Putting this new-found awe aside, what also jumped out at me and got me thinking was the following:
The way… to write (is) as long as you can live and there is pencil and paper or ink or any machine to do it with, or anything you care to write about, and you feel a fool, to do it any other way. But here we were, now, caught by time, by the season, and by the running out of our money, so that what should have been as much fun to do each day whether you killed or not was being forced into that most exciting perversion of life; the necessity of accomplishing something in less time than should truly be allowed for its doing.

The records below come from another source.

PR #5369, opened 2025-03-12
Make AstNodeBuilder available to AstCreatorBase and deprecate newMethodReturn

johannescoetzee:
This PR touches a bunch of files since I needed to make `AstCreatorBase` extend `AstNodeBuilder` to be able to use the `methodReturnNode` method.

There is still one use of the deprecated method in `c2cpg.passes.TypeDeclNodePass`. The pattern we're following here doesn't work for non-ASTCreator passes, so some sort of static node builder method may be required, potentially in a companion object for `AstNodeBuilder`. I'm open to other suggestions for how we could handle this case though.

### DIFF
--- a/joern-cli/frontends/c2cpg/src/main/scala/io/joern/c2cpg/passes/TypeDeclNodePass.scala
+++ b/joern-cli/frontends/c2cpg/src/main/scala/io/joern/c2cpg/passes/TypeDeclNodePass.scala
@@ -53,7 +53,7 @@ class TypeDeclNodePass(cpg: Cpg, config: Config) extends CpgPass(cpg) {
         .astParentType(NodeTypes.NAMESPACE_BLOCK)
         .astParentFullName(fullName)
     val blockNode    = NewBlock().typeFullName(Defines.Any)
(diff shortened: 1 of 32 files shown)


max-leuthaeuser:
+1 for a companion object for AstNodeBuilder

joern-cli/frontends/c2cpg/src/main/scala/io/joern/c2cpg/passes/TypeDeclNodePass.scala
```diff
@@ -53,7 +53,7 @@ class TypeDeclNodePass(cpg: Cpg, config: Config) extends CpgPass(cpg) {
         .astParentType(NodeTypes.NAMESPACE_BLOCK)
         .astParentFullName(fullName)
     val blockNode    = NewBlock().typeFullName(Defines.Any)
-    val methodReturn = AstNodeBuilder.methodReturnNodeWithExplicitPositionInfo(Defines.Any, line = None, column = None)
+    val methodReturn = AstNodeBuilder.methodReturnNodeWithExplicitPositionInfo(Defines.Any, lineNumber = Option(1))
```
max-leuthaeuser, line 56: Why does it have a specific line number now?

max-leuthaeuser (approved):

PR #5371, opened 2025-03-13
[c2cpg] Simplify for-loop lowering

max-leuthaeuser:
More in line with javasrc2cpg and kotlin2cpg now. Was too jssrc-ish.


max-leuthaeuser:
Do not merge yet; might need some adjustments for DF tracking.

PR #5375, opened 2025-03-14
Put column numbers into Location

bbrehm:
This puts column numbers into Location, and does some minor cleanup of the code to generate Location nodes.

The old `LocationCreator.apply` method stays for a short time, in order to facilitate CS compat (i.e. it should be possible to use this without any CS adjustments). It will get thrown out in the near future, though.


mpollmeier (approved):
The general idea is good, I just had a few code style remarks. Instead of having a lengthy conversation here I simply pushed them to your branch. Hope that's ok, please take a look. Main things:

* use `Try` instead of `try` (more readable, doesn't catch FatalErrors like OutOfMemoryError)
* refactor to use `val` insteaad of `var`

mpollmeier:
timeout -> merging. @bbrehm please let me know if you want to get anything changed

PR #5376, opened 2025-03-14
Fix some issues in methodStubCreator

bbrehm:
This:
1. Never causes fullname collisions during method stubbing
2. gets the arguments of stubbed methods correct
3. warns if there are mismatches

The main point is: In order to make anything work, each argument of a call to the method must have a matching parameter. Matching means: argumentIndex or argument equals index of parameter.

Unfortunately the old code looks hopelessly confused about all that, and it is used from other components. These components need to deconfuse themselves, and then we need to clean this up.


max-leuthaeuser (approved):

max-leuthaeuser:
With this PR CS  DF tests do work now: https://github.com/ShiftLeftSecurity/codescience/pull/8189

And so Hemingway quickly, in the stroke of a brush, interspersed between sentences about hunting, provides the reader with his analysis of what writing represents to him and what he believes by de facto to be a universal truth to everyone else. He does have a point, of course, because writers want to write and they want to write about what they care about – what would be the point otherwise? But calling the reality of life, namely, lack of money as a catalyst to rushing through deadlines as a perversion, is what struck me to be an encapsulating generalization of what writers have to go through to make a living.
There is much wisdom in these words and it is a perversion when a literary work must be rushed. Deadlines can be invaluable to writers to keep them working and a necessity for the publishing profession, be it newspapers, small presses, big publishing houses… the economic world needs its numbers. And dates are just that, necessary numbers that work within an analytical framework in relation to other numbers such as budgets, estimated sales, predicted revenue and all the other blah… But what about the story, is it still art? Probably to the reader, who expects nothing less… but to all those in the in-between chain, it’s a commodity and the writer better provide it on time, or else suffer the consequences of no money.
While I would like nothing more than to provide a thorough review of the book here, it’ll have to wait because I’m only 20 pages into it. I wonder what other gems I’m going to discover reading this… whatever they are, I’ll share them whenever possible. In the meantime, I’d love to know whether your thoughts echo those of Hemingway or whether deadlines pose a little problem for your art and your sustenance?